Answer: This method of measurement is particularly suited for the measurement of inductance having high Q values.Hay bridge differs from Maxwells bridge by having a resistance in series with a capacitorinstead of being parallel.For large phase angles, $R_1$ needs to be low,therefore the bridge is more convenient for measuring high Q values. The schematic diagram for Hay bridge is shown below :

When the bridge is balanced,$Z_1Z_x=Z_2Z_3$

Here, $Z_1=R_1-\dfrac{j}{\omega C_1}$

$Z_2=R_2$

$Z_3=R_3$

$Z_x=R_x+j\omega L_x$

Putiing all the above values ,we get

$R_1R_x+j \omega L_xR_1-\dfrac{jR_x}{\omega C_1}+\dfrac{L_x}{C_1}=R_2R_3$

$(R_1R_x+\dfrac{L_x}{C_1})+j (\omega L_xR_1-\dfrac{R_x}{\omega C_1})=R_2R_3$

Equating real and imaginary parts, we get

$R_1R_x+\dfrac{L_x}{C_1}=R_2R_3$.....................(1)

$\omega L _xR_1-\dfrac{R_x}{\omega C_1}=0$

$\therefore L_x=\dfrac{R_x}{\omega^2R_1C_1}$.........................(2)

Putting this in equation 1 , we get

$R_x[R_1+\dfrac{1}{\omega^2R_1C_1^2}]=R_2R_3$

$R_x=\dfrac{\omega^2C_1^2R_1R_2R_3}{1+\omega^2R_1^2C_1^2}$

Putting the above value in (2)

$\therefore L_x=\dfrac{C_1R_2R_3}{1+\omega^2R_1^2C_1^2}$............................(3)

From the above formula , we can calculate unknown inductance.Since , $\omega$ appears in the expression for $L_x$ , the bridge is frequency sensitive.

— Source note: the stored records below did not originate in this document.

PR #4923, opened 2022-05-31
Python: Use taskipy for development task execution

dramaticlly:
Inspired by #4811 , instead of using introduce a new `Makefile` for defining arbitrary development task execution, we can actually leverage the `taskipy` and put task execution logic inside the `pyproject.toml`.

- It adds a new development dependency on `taskipy`, it defines custom logic in single source of truth `pyproject.toml` and it can also integrate with poetry nicely in upcoming #4844 
- It can potentially replace the Makefile (also version pinned in setup.cfg), instead of calling `make lint`, we can use `task lint`. With poetry it will become `poetry run task lint`.
- Task discovery is easier with 
```bash
$ task -l
install pip install -e ".[dev,arrow]"
lint    pre-commit run --all-files
test        coverage run --source=src/ -m pytest tests/ &&     coverage report -m --fail-under=90 &&     coverage html &&     coverage xml
```

---
Example Usage is similar to what we have today, once installed, we can just call
`task install`

`task lint` 

`task test`

Disclaim: 

It might be a bit dumb today, as to do `task install` we need to install the taskipy first. But I think it will get better once we adopt poetry 

CC @Fokko @samredai @rdblue

### DIFF
--- a/python/pyproject.toml
+++ b/python/pyproject.toml
@@ -47,3 +47,13 @@ ignore_missing_imports = true
 
 [tool.coverage.run]
 source = ['src/']
+
+[tool.taskipy.tasks]
+install = "pip install -e \".[dev,arrow]\""
+lint = "pre-commit run --all-files"
+test = """
+    coverage run --source=src/ -m pytest tests/ &&
+    coverage report -m --fail-under=90 &&
+    coverage html &&
+    coverage xml
+"""
--- a/python/pyproject.toml
+++ b/python/pyproject.toml
@@ -52,8 +52,8 @@ source = ['src/']
 install = "pip install -e \".[dev,arrow]\""
 lint = "pre-commit run --all-files"
 test = """
-    coverage run --source=src/ -m pytest tests/ &&
-    coverage report -m --fail-under=90 &&
-    coverage html &&
-    coverage xml
+coverage run --source=src/ -m pytest tests/ &&
+coverage report -m --fail-under=90 &&
+coverage html &&
+coverage xml
 """
--- a/python/setup.cfg
+++ b/python/setup.cfg
@@ -55,5 +55,6 @@ dev=
     pytest-checkdocs==2.7.1
     pyenchant==3.2.2
     pre-commit==2.19.0
+    taskipy==1.10.2
 [options.packages.find]
 where = src


python/pyproject.toml
```diff
@@ -47,3 +47,13 @@ ignore_missing_imports = true
 
 [tool.coverage.run]
 source = ['src/']
+
+[tool.taskipy.tasks]
+install = "pip install -e \".[dev,arrow]\""
+lint = "pre-commit run --all-files"
+test = """
+    coverage run --source=src/ -m pytest tests/ &&
```
Fokko, line 55: I would suggest getting rid of the indentation here, probably this will give us a nicer listing:

Before:
```
$ task -l
install pip install -e ".[dev,arrow]"
lint    pre-commit run --all-files
test        coverage run --source=src/ -m pytest tests/ &&     coverage report -m --fail-under=90 &&     coverage html &&     coverage xml
```

after:
```
➜  python git:(taskipy) ✗ task -l             
install pip install -e ".[dev,arrow]"
lint    pre-commit run --all-files
test    coverage run --source=src/ -m pytest tests/ && coverage report -m --fail-under=90 && coverage html && coverage xml
```

Fokko (commented):
I like it! If we want to go for this, we need to add:

- Docs in the python/CONTRIBUTING.md
- Remove the Makefile to avoid confusion

My only concern is that it seems to be quite a young project, with not that many contributors.

Fokko:
Just bumped into a similar project: https://github.com/nat-n/poethepoet

samredai:
I like that this consolidates the tasks into the pyproject.toml, however make is much more common. I think we should consider that devs in other parts of the Iceberg codebase may want to run these tests and it's more likely they'd already have make.

dramaticlly:
> Just bumped into a similar project: https://github.com/nat-n/poethepoet

Thanks @Fokko , yeah I guess there's true. People needs a task execution to be implemented and there's probably no dominant package yet. I took a look at the poethepoet one, looks like it have better auto complete and more stars on github. But the pypi download stats are pretty similar
- https://pypistats.org/packages/poethepoet
- https://pypistats.org/packages/taskipy
Personally, i dont have strong preference, so I am open to everyone's input, thank you for the quick response

rdblue:
Personally, I don't think I'd add this. An extra development dependency just to run tasks doesn't seem worth it. The Makefile is not really required, it's just a convenience. Adding a dependency that makes the configuration less obvious doesn't seem like a win to me.

That said, if people strongly prefer this I'm happy with whatever the community decides!

dramaticlly:
Thanks @rdblue , @samredai  and @Fokko  for the review, I am just proposing some ideas and I agree its benefits is tangential and probably nor worth the effort. I can close this PR

PR #4657, opened 2022-04-28
[WIP] API/Core: View support

jzhuge:
Support view.

The view spec has been added in #3188.

TODO:

- Fix schema handling
- Add unit tests

Follow-ups:

- Add transactions for replace or createOrReplace
- Update field comments
- Support Spark view catalog

Issue #4567, opened 2022-04-15
How to determine iceberg version after table created


sontt710:
Hello,

I used **iceberg-spark-runtime-3.2_2.12-0.13.1.jar** to create Iceberg table, and I want to verify version of this table is 0.13.1. 

How can I get this version from Spark or catalog, etc..? 

Thanks.

RussellSpitzer:
Iceberg tables only have two possible versions (1 or 2) and this is stored in the format-version table property

sontt710:
Thanks @RussellSpitzer , I agree with you.

But in Our environment have multiple iceberg-spark-runtime-* for testing, so I want to know table was created from which runtime version

RussellSpitzer:
This is not recorded in any way as the version shouldn't make a difference in the spec the table is written with. There should be no material difference other than possibly changing defaults.

sontt710:
thanks @RussellSpitzer

PR #3188, opened 2021-09-27
Add common view format spec

anjalinorwood:

PR #4925, opened 2022-06-01
API: Add view interfaces

jzhuge:
Co-authored-by: anjalinorwood@gmail.com

### DIFF
--- a/api/src/main/java/org/apache/iceberg/catalog/ViewCatalog.java
+++ b/api/src/main/java/org/apache/iceberg/catalog/ViewCatalog.java
@@ -1,0 +1,119 @@
+/*
+ * Licensed to the Apache Software Foundation (ASF) under one
+ * or more contributor license agreements.  See the NOTICE file
+ * distributed with this work for additional information
+ * regarding copyright ownership.  The ASF licenses this file
+ * to you under the Apache License, Version 2.0 (the
+ * "License"); you may not use this file except in compliance
+ * with the License.  You may obtain a copy of the License at
+ *
+ *   http://www.apache.org/licenses/LICENSE-2.0
+ *
+ * Unless required by applicable law or agreed to in writing,
+ * software distributed under the License is distributed on an
+ * "AS IS" BASIS, WITHOUT WARRANTIES OR CONDITIONS OF ANY
+ * KIND, either express or implied.  See the License for the
+ * specific language governing permissions and limitations
+ * under the License.
+ */
+package org.apache.iceberg.catalog;
+
+import java.util.List;
+import java.util.Map;
+import org.apache.iceberg.exceptions.AlreadyExistsException;
+import org.apache.iceberg.exceptions.NoSuchViewException;
+import org.apache.iceberg.exceptions.NotFoundException;
+import org.apache.iceberg.view.View;
+import org.apache.iceberg.view.ViewBuilder;
+
+/** A Catalog API for view create, drop, and load operations. */
+public interface ViewCatalog {
+
+  /**
+   * Return the name for this catalog.
+   *
+   * @return this catalog's name
+   */
+  String name();
+
+  /**
+   * Return all the identifiers under this namespace.
+   *
+   * @param namespace a namespace
+   * @return a list of identifiers for views
+   * @throws NotFoundException if the namespace is not found
+   */
+  List<TableIdentifier> listViews(Namespace namespace);
+
+  /**
+   * Load a view.
+   *
+   * @param identifier a view identifier
+   * @return instance of {@link View} implementation referred by the identifier
+   * @throws NoSuchViewException if the view does not exist
+   */
+  View loadView(TableIdentifier identifier);
+
+  /**
+   * Check whether view exists.
+   *
+   * @param identifier a view identifier
+   * @return true if the view exists, false otherwise
+   */
+  default boolean viewExists(TableIdentifier identifier) {
+    try {
+      loadView(identifier);
+      return true;
+    } catch (NoSuchViewException e) {
+      return false;
+    }
+  }
+
+  /**
+   * Instantiate a builder to create or replace a SQL view.
+   *
+   * @param identifier a view identifier
+   * @return a view builder
+   */
+  ViewBuilder buildView(TableIdentifier identifier);
+
+  /**
+   * Drop a view.
+   *
+   * @param identifier a view identifier
+   * @return true if the view was dropped, false if the view did not exist
+   */
+  boolean dropView(TableIdentifier identifier);
+
+  /**
+   * Rename a view.
+   *
+   * @param from identifier of the view to rename
+   * @param to new view identifier
+   * @throws NoSuchViewException if the "from" view does not exist
+   * @throws AlreadyExistsException if the "to" view already exists
+   */
+  void renameView(TableIdentifier from, TableIdentifier to);
+
+  /**
+   * Invalidate cached view metadata from current catalog.
+   *
+   * <p>If the view is already loaded or cached, drop cached data. If the view does not exist or is
+   * not cached, do nothing.
+   *
+   * @param identifier a view identifier
+   */
+  default void invalidateView(TableIdentifier identifier) {}
+
+  /**
+   * Initialize a view catalog given a custom name and a map of catalog properties.
+   *
+   * <p>A custom view catalog implementation must have a no-arg constructor. A compute engine like
+   * Spark or Flink will first initialize the catalog without any arguments, and then call this
+   * method to complete catalog initialization with properties passed into the engine.
+   *
+   * @param name a custom name for the catalog
+   * @param properties catalog properties
+   */
+  default void initialize(String name, Map<String, String> properties) {}
+}
--- a/api/src/main/java/org/apache/iceberg/exceptions/NoSuchViewException.java
+++ b/api/src/main/java/org/apache/iceberg/exceptions/NoSuchViewException.java
@@ -1,0 +1,34 @@
+/*
+ * Licensed to the Apache Software Foundation (ASF) under one
+ * or more contributor license agreements.  See the NOTICE file
+ * distributed with this work for additional information
+ * regarding copyright ownership.  The ASF licenses this file
+ * to you under the Apache License, Version 2.0 (the
+ * "License"); you may not use this file except in compliance
+ * with the License.  You may obtain a copy of the License at
+ *
+ *   http://www.apache.org/licenses/LICENSE-2.0
+ *
+ * Unless required by applicable law or agreed to in writing,
+ * software distributed under the License is distributed on an
+ * "AS IS" BASIS, WITHOUT WARRANTIES OR CONDITIONS OF ANY
+ * KIND, either express or implied.  See the License for the
+ * specific language governing permissions and limitations
+ * under the License.
+ */
+package org.apache.iceberg.exceptions;
+
+import com.google.errorprone.annotations.FormatMethod;
+
+/** Exception raised when attempting to load a view that does not exist. */
+public class NoSuchViewException extends RuntimeException {
+  @FormatMethod
+  public NoSuchViewException(String message, Object... args) {
+    super(String.format(message, args));
+  }
+
+  @FormatMethod
+  public NoSuchViewException(Throwable cause, String message, Object... args) {
+    super(String.format(message, args), cause);
+  }
+}
--- a/api/src/main/java/org/apache/iceberg/view/SQLViewRepresentation.java
+++ b/api/src/main/java/org/apache/iceberg/view/SQLViewRepresentation.java
@@ -1,0 +1,52 @@
+/*
+ * Licensed to the Apache Software Foundation (ASF) under one
+ * or more contributor license agreements.  See the NOTICE file
+ * distributed with this work for additional information
+ * regarding copyright ownership.  The ASF licenses this file
+ * to you under the Apache License, Version 2.0 (the
+ * "License"); you may not use this file except in compliance
+ * with the License.  You may obtain a copy of the License at
+ *
+ *   http://www.apache.org/licenses/LICENSE-2.0
+ *
+ * Unless required by applicable law or agreed to in writing,
+ * software distributed under the License is distributed on an
+ * "AS IS" BASIS, WITHOUT WARRANTIES OR CONDITIONS OF ANY
+ * KIND, either express or implied.  See the License for the
+ * specific language governing permissions and limitations
+ * under the License.
+ */
+package org.apache.iceberg.view;
+
+import java.util.List;
+import org.apache.iceberg.Schema;
+import org.apache.iceberg.catalog.Namespace;
+
+public interface SQLViewRepresentation extends ViewRepresentation {
+
+  @Override
+  default Type type() {
+    return Type.SQL;
+  }
+
+  /** The view query SQL text. */
+  String query();
+
+  /** The view query SQL dialect. */
+  String dialect();
+
+  /** The default catalog when the view is created. */
+  String defaultCatalog();
+
+  /** The default namespace when the view is created. */
+  Namespace defaultNamespace();
+
+  /** The query output schema at version create time, without aliases. */
+  Schema schema();
+
+  /** The view field aliases. */
+  List<String> fieldComments();
+
+  /** The view field comments. */
+  List<String> fieldAliases();
+}
--- a/api/src/main/java/org/apache/iceberg/view/View.java
+++ b/api/src/main/java/org/apache/iceberg/view/View.java
@@ -1,0 +1,86 @@
+/*
+ * Licensed to the Apache Software Foundation (ASF) under one
+ * or more contributor license agreements.  See the NOTICE file
+ * distributed with this work for additional information
+ * regarding copyright ownership.  The ASF licenses this file
+ * to you under the Apache License, Version 2.0 (the
+ * "License"); you may not use this file except in compliance
+ * with the License.  You may obtain a copy of the License at
+ *
+ *   http://www.apache.org/licenses/LICENSE-2.0
+ *
+ * Unless required by applicable law or agreed to in writing,
+ * software distributed under the License is distributed on an
+ * "AS IS" BASIS, WITHOUT WARRANTIES OR CONDITIONS OF ANY
+ * KIND, either express or implied.  See the License for the
+ * specific language governing permissions and limitations
+ * under the License.
+ */
+package org.apache.iceberg.view;
+
+import java.util.List;
+import java.util.Map;
+import org.apache.iceberg.Schema;
+
+/** Interface for view definition. */
+public interface View {
+
+  String name();
+
+  /**
+   * Return the {@link Schema schema} for this view.
+   *
+   * @return this table's schema
+   */
+  Schema schema();
+
+  /**
+   * Return a map of {@link Schema schema} for this view.
+   *
+   * @return this table's schema map
+   */
+  Map<Integer, Schema> schemas();
+
+  /**
+   * Get the current version for this view, or null if there are no versions.
+   *
+   * @return the current view version.
+   */
+  ViewVersion currentVersion();
+
+  /**
+   * Get the versions of this view.
+   *
+   * @return an Iterable of versions of this view.
+   */
+  Iterable<ViewVersion> versions();
+
+  /**
+   * Get a version in this view by ID.
+   *
+   * @param versionId version ID
+   * @return a version, or null if the ID cannot be found
+   */
+  ViewVersion version(int versionId);
+
+  /**
+   * Get the version history of this table.
+   *
+   * @return a list of {@link ViewHistoryEntry}
+   */
+  List<ViewHistoryEntry> history();
+
+  /**
+   * Return a map of string properties for this view.
+   *
+   * @return this view's properties map
+   */
+  Map<String, String> properties();
+
+  /**
+   * Create a new {@link UpdateViewProperties} to update view properties.
+   *
+   * @return a new {@link UpdateViewProperties}
+   */
+  UpdateViewProperties updateProperties();
+}
--- a/api/src/main/java/org/apache/iceberg/view/ViewBuilder.java
+++ b/api/src/main/java/org/apache/iceberg/view/ViewBuilder.java
@@ -1,0 +1,134 @@
+/*
+ * Licensed to the Apache Software Foundation (ASF) under one
+ * or more contributor license agreements.  See the NOTICE file
+ * distributed with this work for additional information
+ * regarding copyright ownership.  The ASF licenses this file
+ * to you under the Apache License, Version 2.0 (the
+ * "License"); you may not use this file except in compliance
+ * with the License.  You may obtain a copy of the License at
+ *
+ *   http://www.apache.org/licenses/LICENSE-2.0
+ *
+ * Unless required by applicable law or agreed to in writing,
+ * software distributed under the License is distributed on an
+ * "AS IS" BASIS, WITHOUT WARRANTIES OR CONDITIONS OF ANY
+ * KIND, either express or implied.  See the License for the
+ * specific language governing permissions and limitations
+ * under the License.
+ */
+package org.apache.iceberg.view;
+
+import java.util.List;
+import java.util.Map;
+import org.apache.iceberg.Schema;
+import org.apache.iceberg.catalog.Namespace;
+import org.apache.iceberg.catalog.ViewCatalog;
+
+/**
+ * A builder used to create or replace a SQL {@link View}.
+ *
+ * <p>Call {@link ViewCatalog#buildView} to create a new builder.
+ */
+public interface ViewBuilder {
+  /**
+   * Set the view schema.
+   *
+   * @param schema view schema
+   * @return this for method chaining
+   */
+  ViewBuilder withSchema(Schema schema);
+
+  /**
+   * Set the view query.
+   *
+   * @param query view query
+   * @return this for method chaining
+   */
+  ViewBuilder withQuery(String query);
+
+  /**
+   * Set the view SQL dialect.
+   *
+   * @param dialect view SQL dialect
+   * @return this for method chaining
+   */
+  ViewBuilder withDialect(String dialect);
+
+  /**
+   * Set the view default catalog.
+   *
+   * @param defaultCatalog view default catalog
+   * @return this for method chaining
+   */
+  ViewBuilder withDefaultCatalog(String defaultCatalog);
+
+  /**
+   * Set the view default namespace.
+   *
+   * @param defaultNamespace view default namespace
+   * @return this for method chaining
+   */
+  ViewBuilder withDefaultNamespace(Namespace defaultNamespace);
+
+  /**
+   * Set the view query column names.
+   *
+   * @param queryColumnNames view query column names
+   * @return this for method chaining
+   */
+  ViewBuilder withQueryColumnNames(List<String> queryColumnNames);
+
+  /**
+   * Set the view field aliases.
+   *
+   * @param fieldAliases view field aliases
+   * @return this for method chaining
+   */
+  ViewBuilder withFieldAliases(List<String> fieldAliases);
+
+  /**
+   * Set the view field comments.
+   *
+   * @param fieldComments view field comments
+   * @return this for method chaining
+   */
+  ViewBuilder withFieldComments(List<String> fieldComments);
+
+  /**
+   * Add key/value properties to the view.
+   *
+   * @param properties key/value properties
+   * @return this for method chaining
+   */
+  ViewBuilder withProperties(Map<String, String> properties);
+
+  /**
+   * Add a key/value property to the view.
+   *
+   * @param key a key
+   * @param value a value
+   * @return this for method chaining
+   */
+  ViewBuilder withProperty(String key, String value);
+
+  /**
+   * Create the view.
+   *
+   * @return the view created
+   */
+  View create();
+
+  /**
+   * Replace the view.
+   *
+   * @return the {@link View} replaced
+   */
+  View replace();
+
+  /**
+   * Create or replace the view.
+   *
+   * @return the {@link View} created or replaced
+   */
+  View createOrReplace();
+}
--- a/api/src/main/java/org/apache/iceberg/view/ViewHistoryEntry.java
+++ b/api/src/main/java/org/apache/iceberg/view/ViewHistoryEntry.java
@@ -1,0 +1,33 @@
+/*
+ * Licensed to the Apache Software Foundation (ASF) under one
+ * or more contributor license agreements.  See the NOTICE file
+ * distributed with this work for additional information
+ * regarding copyright ownership.  The ASF licenses this file
+ * to you under the Apache License, Version 2.0 (the
+ * "License"); you may not use this file except in compliance
+ * with the License.  You may obtain a copy of the License at
+ *
+ *   http://www.apache.org/licenses/LICENSE-2.0
+ *
+ * Unless required by applicable law or agreed to in writing,
+ * software distributed under the License is distributed on an
+ * "AS IS" BASIS, WITHOUT WARRANTIES OR CONDITIONS OF ANY
+ * KIND, either express or implied.  See the License for the
+ * specific language governing permissions and limitations
+ * under the License.
+ */
+package org.apache.iceberg.view;
+
+/**
+ * View history entry.
+ *
+ * <p>An entry contains a change to the view state. At the given timestamp, the current version was
+ * set to the given version ID.
+ */
+public interface ViewHistoryEntry {
+  /** Return the timestamp in milliseconds of the change */
+  long timestampMillis();
+
+  /** Return ID of the new current version */
+  int versionId();
+}
--- a/api/src/main/java/org/apache/iceberg/view/ViewRepresentation.java
+++ b/api/src/main/java/org/apache/iceberg/view/ViewRepresentation.java
@@ -1,0 +1,38 @@
+/*
+ * Licensed to the Apache Software Foundation (ASF) under one
+ * or more contributor license agreements.  See the NOTICE file
+ * distributed with this work for additional information
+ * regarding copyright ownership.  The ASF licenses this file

Quality factor (Q) for capacitor is given as 

$Q=\dfrac{1}{\omega R_1C_1}$

Putting this in equation (3) 

$\therefore L_x=\dfrac{C_1R_2R_3}{1+\dfrac{1}{Q^2}}$

If (Q>10) , the equation becomes $L_x=C_1R_2R_3$  the equation obtained is similar to Maxwells bridge.